[Dataset entries]
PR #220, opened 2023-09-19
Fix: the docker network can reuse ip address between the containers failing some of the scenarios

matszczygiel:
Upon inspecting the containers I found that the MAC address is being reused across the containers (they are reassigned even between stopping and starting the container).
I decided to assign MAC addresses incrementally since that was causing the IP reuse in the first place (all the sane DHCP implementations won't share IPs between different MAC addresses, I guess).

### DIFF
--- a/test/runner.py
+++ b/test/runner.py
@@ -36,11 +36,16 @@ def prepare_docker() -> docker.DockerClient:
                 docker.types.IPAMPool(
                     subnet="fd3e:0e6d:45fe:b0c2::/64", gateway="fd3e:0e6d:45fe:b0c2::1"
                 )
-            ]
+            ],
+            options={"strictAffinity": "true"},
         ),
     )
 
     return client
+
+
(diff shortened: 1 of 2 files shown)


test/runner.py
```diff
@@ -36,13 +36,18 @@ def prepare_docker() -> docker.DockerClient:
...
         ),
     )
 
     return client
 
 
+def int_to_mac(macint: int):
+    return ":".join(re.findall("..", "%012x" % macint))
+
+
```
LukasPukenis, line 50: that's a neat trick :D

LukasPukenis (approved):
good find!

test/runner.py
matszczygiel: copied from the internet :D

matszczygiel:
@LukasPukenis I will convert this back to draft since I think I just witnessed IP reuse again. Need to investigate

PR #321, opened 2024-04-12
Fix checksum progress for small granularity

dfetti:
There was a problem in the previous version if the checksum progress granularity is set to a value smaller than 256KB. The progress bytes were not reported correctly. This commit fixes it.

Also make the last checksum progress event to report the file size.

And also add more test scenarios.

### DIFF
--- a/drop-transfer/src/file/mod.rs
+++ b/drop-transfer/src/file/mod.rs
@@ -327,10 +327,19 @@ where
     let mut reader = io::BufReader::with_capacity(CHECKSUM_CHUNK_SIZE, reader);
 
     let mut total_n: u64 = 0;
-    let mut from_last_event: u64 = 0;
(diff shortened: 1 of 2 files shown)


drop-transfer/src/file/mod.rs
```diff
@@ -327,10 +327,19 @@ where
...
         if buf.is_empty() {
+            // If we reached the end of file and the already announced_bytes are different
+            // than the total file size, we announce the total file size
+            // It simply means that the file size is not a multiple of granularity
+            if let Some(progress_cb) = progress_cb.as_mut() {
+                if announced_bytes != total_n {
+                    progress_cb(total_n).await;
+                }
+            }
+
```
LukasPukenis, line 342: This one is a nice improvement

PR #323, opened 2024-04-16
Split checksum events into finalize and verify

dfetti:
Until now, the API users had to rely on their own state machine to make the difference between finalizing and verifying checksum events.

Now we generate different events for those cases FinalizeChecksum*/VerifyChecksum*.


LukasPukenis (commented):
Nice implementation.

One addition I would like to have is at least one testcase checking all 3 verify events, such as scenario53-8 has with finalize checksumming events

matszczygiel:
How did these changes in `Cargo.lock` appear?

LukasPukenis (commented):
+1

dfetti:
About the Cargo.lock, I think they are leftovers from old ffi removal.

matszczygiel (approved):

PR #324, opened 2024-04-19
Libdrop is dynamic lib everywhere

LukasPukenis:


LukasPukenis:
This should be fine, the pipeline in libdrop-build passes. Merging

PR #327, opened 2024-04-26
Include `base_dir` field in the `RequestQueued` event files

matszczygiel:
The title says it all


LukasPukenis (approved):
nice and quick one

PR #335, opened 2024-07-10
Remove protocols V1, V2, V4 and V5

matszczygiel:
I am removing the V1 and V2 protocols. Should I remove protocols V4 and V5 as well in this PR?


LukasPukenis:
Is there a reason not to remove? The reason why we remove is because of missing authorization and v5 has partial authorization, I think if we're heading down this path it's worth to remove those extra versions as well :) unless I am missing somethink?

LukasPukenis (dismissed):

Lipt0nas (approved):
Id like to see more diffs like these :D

* * *

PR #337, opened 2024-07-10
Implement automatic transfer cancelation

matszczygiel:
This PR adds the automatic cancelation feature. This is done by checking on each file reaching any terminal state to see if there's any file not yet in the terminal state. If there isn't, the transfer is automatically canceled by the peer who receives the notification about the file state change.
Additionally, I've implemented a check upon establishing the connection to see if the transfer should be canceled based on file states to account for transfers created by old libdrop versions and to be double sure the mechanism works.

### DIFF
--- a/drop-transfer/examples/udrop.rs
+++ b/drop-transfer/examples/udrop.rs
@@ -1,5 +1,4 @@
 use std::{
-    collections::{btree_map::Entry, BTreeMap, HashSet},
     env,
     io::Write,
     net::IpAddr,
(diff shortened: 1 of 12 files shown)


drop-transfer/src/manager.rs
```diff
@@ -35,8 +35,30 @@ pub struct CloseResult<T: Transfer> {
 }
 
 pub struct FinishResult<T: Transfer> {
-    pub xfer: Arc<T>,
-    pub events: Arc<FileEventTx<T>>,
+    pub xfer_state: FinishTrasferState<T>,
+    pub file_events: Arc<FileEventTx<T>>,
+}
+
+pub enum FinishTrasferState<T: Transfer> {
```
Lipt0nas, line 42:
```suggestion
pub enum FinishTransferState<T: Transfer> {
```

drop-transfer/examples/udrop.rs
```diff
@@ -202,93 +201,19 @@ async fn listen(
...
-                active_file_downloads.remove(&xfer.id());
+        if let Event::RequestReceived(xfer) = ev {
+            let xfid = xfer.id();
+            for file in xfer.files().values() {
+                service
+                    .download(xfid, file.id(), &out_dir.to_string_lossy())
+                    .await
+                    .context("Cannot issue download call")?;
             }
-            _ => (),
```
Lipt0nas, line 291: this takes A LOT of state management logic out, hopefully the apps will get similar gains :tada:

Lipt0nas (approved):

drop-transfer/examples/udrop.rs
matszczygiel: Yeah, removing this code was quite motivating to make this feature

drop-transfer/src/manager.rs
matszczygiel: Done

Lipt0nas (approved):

◆ **What this task involves**
What belongs in the answer is each line of the data that has the word "well".

◆ **Result for this exercise**
I am removing the V1 and V2 protocols. Should I remove protocols V4 and V5 as well in this PR?
Is there a reason not to remove? The reason why we remove is because of missing authorization and v5 has partial authorization, I think if we're heading down this path it's worth to remove those extra versions as well :) unless I am missing somethink?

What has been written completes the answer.